Девушка засмеялась. К Луису постепенно возвращалось чувство юмора, а вместе с ним уверенность в себе.

– Который час? – поинтересовался он.

– Скоро полдень. Хочешь торонхинового сока? – Девчонка говорила неправильно, коверкая слова и глотая окончания так, как умеют делать только жители Эль-Параисо. «Торонха» на местном диалекте обозначает грейпфрут.

– Да! Долей рому треть стакана и добавь сахара две ложки, можно даже три… – Луис уже распоряжался.

– За полстакана рома Панчо отвинтит голову и тебе, и мне! – весело возразила девушка.

– А-а-а! Ты все-таки проснулся, дармоед ты этакий! – Хриплый шепелявый бас сотряс напоенный деревенским запахом свиней влажный воздух. – Я так и думал: стрельну разок – и он проснется! А что тут говорят насчет рома? – В окно просунулась голова Панчо. У него было коричневое, изрезанное морщинами лицо, обрамленное желтовато-серыми кудряшками. Голову украшала черная шляпа, блестевшая так, словно она была из пластмассы. Старик оставался на улице, но казалось, что его голова заполнила собой комнату. – Неужели эта сопливая потаскушка предлагает тебе мой ром?
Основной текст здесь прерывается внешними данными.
PR #47, opened 2016-04-28
README: Punt detailed command description to the man pages

wking:
This makes it easier to get a project overview from the README, and
avoids the tedium of keeping parallel sets of detailed docs up to
date.

### DIFF
--- a/README.md
+++ b/README.md
@@ -4,8 +4,8 @@ ocitools is a collection of tools for working with the [OCI runtime specificatio
 
 ## Generating an OCI runtime spec configuration files
 
-[`ocitools generate`][generate.1] is used to generate a `config.json` ([OCI spec][runtime-spec] file) to be used to instantiate an OCI container.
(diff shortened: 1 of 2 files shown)


liangchenye:
It looks much better. 
TODO: We can add the runtime test description to the `Testing OCI runtimes` part just like what you to do generete and validate.

LGTM

wking:
On Wed, Apr 27, 2016 at 11:55:42PM -0700, 梁辰晔 (Liang Chenye) wrote:
“TODO: We can add the runtime test description to the `Testing OCI
runtimes` part just like what you to do generete and validate.”

I think it would be better to make test_runtime.sh a first-class
citizen (‘ocitools certify’?) with a man page and everything.  But
that seemed out of scope for this PR ;).

liangchenye:
Yes. And we need to discuss with @zenlinTechnofreak about his PR and his busy these day aroud.

mrunalp:
@wking Agree that we need to convert the script into a first class option. Just needs to be done :)
LGTM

Знай, рома в этом доме всегда не хватает, поэтому ром здесь пью только я! Я! – Луис увидел смеющиеся глаза девушки. «Может быть, этот полоумный Панчо делит все человечество на потаскушек и дармоедов», – предположил Луис и раздумал обижаться. Действительно неприятно было то, что Панчо не дает рома. Луису казалось, что ром мог бы улучшить его тягостное состояние.

– Забирал бы ты свою коляску и катился отсюда! Ей-богу, мои свиньи ее скоро съедят! – Панчо просунул в комнату огромную, похожую на узловатую корягу ладонь и жестикулировал ею. – Твои дружки за ночь съели у меня двух поросят, а мои хрюшки съедят твою «сакапунту»!

Машина Луиса, крохотный «фиат» аргентинского производства, собственный вес которого едва ли превышал половину тонны, на языке Эль-Параисо называлась «сакапунта» – то есть точилка для карандашей.

Луис слегка отодвинул стоявшую в дверном проеме девушку и вышел во двор. Судя по беспощадно обжигающему солнцу и по белесой пелене, окутывавшей горы на горизонте, приближалось самое жаркое время дня, когда, несмотря на февраль, жители Эль-Параисо предпочитают не выходить на улицу.

Панчо стоял у стены дома, поблескивая шляпой, в руках у него было ружье. В комнате Луису показалось, что он должен быть гигантом, но большими у Панчо были только голова и руки.